Opinião: LIBERTINAGEM


Ficamos a saber recentemente que as confederações patronais portuguesas, da indústria e do comércio querem que as empresas passem a poder despedir trabalhadores quando pretendam renovar os seus quadros de pessoal. Um perfeito absurdo, direi eu. Outros, porventura melhor informados, nem saberão dar-nos uma resposta, deixando antes um conjunto de dúvidas pertinentes: Uma evolução “natural” do mercado de trabalho? Um dos efeitos da globalização negocial entre empregadores e empregados? Uma nova ameaça para as famílias e para a sua sustentabilidade? A institucionalização da libertinagem devoradora, onde é privilegiado o primado economista do lucro fácil em detrimento do primado humano? A prioridade ao encher da pança em vez da preocupação em aplicar critérios de justiça social e humana?
No meio de toda esta confusão, a Confederação da Indústria Portuguesa (CIP), descobriu, com recurso ao malabarismo das palavras, que “não raro, as empresas estão apenas carecidas de trabalhadores diferentes e não de menos trabalhadores. É essa renovação que também se tem de possibilitar", posição que consta de um parecer sobre o Livro Branco das Relações Laborais, documento que poderá servir de base à revisão do Código do Trabalho.

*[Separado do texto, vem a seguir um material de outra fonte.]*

PR #2831, opened 2026-04-08
OAK-12057: Add feature toggle for LIMIT-aware index selection

bhabegger:
## Summary

Adds a feature toggle (`FT_IGNORE_LIMIT_IN_INDEX_SELECTION`) to enable gradual rollout of OAK-12057 (wrong index selection when using LIMIT).

- **Default (ON)**: Uses the optimized behavior from PR #2724 - ignores LIMIT/OFFSET when calculating index costs
- **Toggle OFF**: Reverts to legacy behavior - caps entry counts by offset+limit

## Changes

- Added toggle constant and infrastructure in `QueryEngineSettings`
- Registered feature in `Oak.java`
- Wrapped index entry count capping logic in `QueryImpl.java` with toggle check

Allows safe gradual deployment without requiring immediate rollout to all environments.

### DIFF
--- a/oak-core/src/main/java/org/apache/jackrabbit/oak/Oak.java
+++ b/oak-core/src/main/java/org/apache/jackrabbit/oak/Oak.java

Francisco Van Zeller, zeloso Presidente da CIP – e que ainda há uns meses esteve envolvido em polémica com o secretário de Estado dos Assuntos Fiscais cessante por causa da fuga aos impostos por parte das empresas de construção – vai mais longe e diz claramente que a “possibilidade de despedir não pode limitar-se a casos de motivos disciplinares, de inadaptação do trabalhador ou de necessidade de reduzir pessoal, pelo que a renovação do quadro deva ser integrada como fundamento legitimador" para a dispensa do trabalhador.
Curiosamente, também a Confederação do Comércio e Serviços (CCP) defende que os despedimentos devem ser permitidos quando "se pretenda a reestruturação da empresa e a renovação do perfil do trabalhador afecto ao posto de trabalho": "Na prática, traduz-se na renovação do quadro de pessoal sem redução de postos de trabalho".
Repetidamente temos sido confrontados – e acho que todos já ouvimos falar disso – com a teoria de que a produtividade da economia portuguesa e a sustentabilidade das empresas passa em grande medida pela alteração da legislação laboral, perspectiva que organismos internacionais de quando em vez repetidamente vêm tentando “vender-nos”! Hoje em Portugal, e no fundo no mundo, a segurança no emprego deixou de ser um dogma, para se transformar num conceito aleatoriamente usado, em função do maior ou menor grau de espezinhamento dos trabalhadores, sem dúvida o elo mais fraco neste conflito cada vez mais desigual, pela libertinagem legislativa e pela introdução de novas teorias económicas, sempre aplaudidas e estimuladas pelos governos. Há, repito, uma libertinagem criminosa protagonizada por indivíduos sem escrúpulos, que lideram empresas que sobrevivem à custa de quem lá trabalha e que eles não defendem, mas que querem encher rapidamente a pança, “pilhando” tudo o que lhes for possível, para depois declararem falência ou optarem por deslocalizações.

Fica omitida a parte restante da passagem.